**What this task involves**
Your task is to copy the stretch of lines in the records below that begins with the line containing "from .utils.emails import" and ends with the line containing "from flask import", exactly as written, with nothing added.
-*-
PR #89, opened 2016-10-27
[Search] Add keyword search + ranking

NiharikaRay:
@matthewwardrop @danfrankj @earthmancash 

The much awaited search ranking PR. What this does: 
1. Actually fills in the keywords column, by combining the author, title, tldr, and tags of a post, and removing stopwords. 
2. Use the typeahead search to create a SQL statement where we rank the search results by the number of search terms that are present in the keywords of a post. Note: current limitation, right now, if a term like "nights" appears 4 times in one post, and 2 times in another post, those are considered equal. 
3. The typeahead front end is the same. 

Once this lands, I'll create a new tag and push out a release
@akuhn as an FYI

### DIFF
--- a/knowledge_repo/app/index.py
+++ b/knowledge_repo/app/index.py
@@ -3,6 +3,7 @@ import logging
 from .proxies import db_session, current_repo
 from .models import Post
 from .utils.emails import send_subscription_emails
+from .utils.search import get_keywords
 
 logging.basicConfig(level=logging.INFO)
 logger = logging.getLogger(__name__)
@@ -28,6 +29,10 @@ def update_index():
             logger.info('Recording unpublished status for post at {}'.format(post.path))
             post.status = current_repo.PostStatus.UNPUBLISHED
             continue
+
+        # TODO(nikki_ray): This is to support the backfilling of this column. Remove this.
+        if not post.keywords:
+            post.keywords = get_keywords(post)
 
         # Update database according to current state of existing knowledge post and
         # remove from kp_dir. This means that when this loop finishes, kr_dir will
--- a/knowledge_repo/app/routes/render.py
+++ b/knowledge_repo/app/routes/render.py
@@ -2,6 +2,7 @@ import json
 import logging
 
 from flask import request, url_for, redirect, render_template, current_app, Blueprint, g
+from sqlalchemy import case, desc
 
 from ..proxies import db_session, current_repo
 from ..models import User, Post, PageView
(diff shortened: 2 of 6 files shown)


knowledge_repo/app/index.py
```diff
@@ -1,12 +1,17 @@
 from __future__ import absolute_import
 import logging
+
+from nltk.corpus import stopwords
```
matthewwardrop: This won't work if we have not run nltk.download(); which seems messy given our relatively mild dependence on NLTK. Can we just hard code the stopwords?

knowledge_repo/app/index.py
-*-
**Written response**
 from .utils.emails import send_subscription_emails
+from .utils.search import get_keywords
 
 logging.basicConfig(level=logging.INFO)
 logger = logging.getLogger(__name__)
@@ -28,6 +29,10 @@ def update_index():
             logger.info('Recording unpublished status for post at {}'.format(post.path))
             post.status = current_repo.PostStatus.UNPUBLISHED
             continue
+
+        # TODO(nikki_ray): This is to support the backfilling of this column. Remove this.
+        if not post.keywords:
+            post.keywords = get_keywords(post)
 
         # Update database according to current state of existing knowledge post and
         # remove from kp_dir. This means that when this loop finishes, kr_dir will
--- a/knowledge_repo/app/routes/render.py
+++ b/knowledge_repo/app/routes/render.py
@@ -2,6 +2,7 @@ import json
 import logging
 
 from flask import request, url_for, redirect, render_template, current_app, Blueprint, g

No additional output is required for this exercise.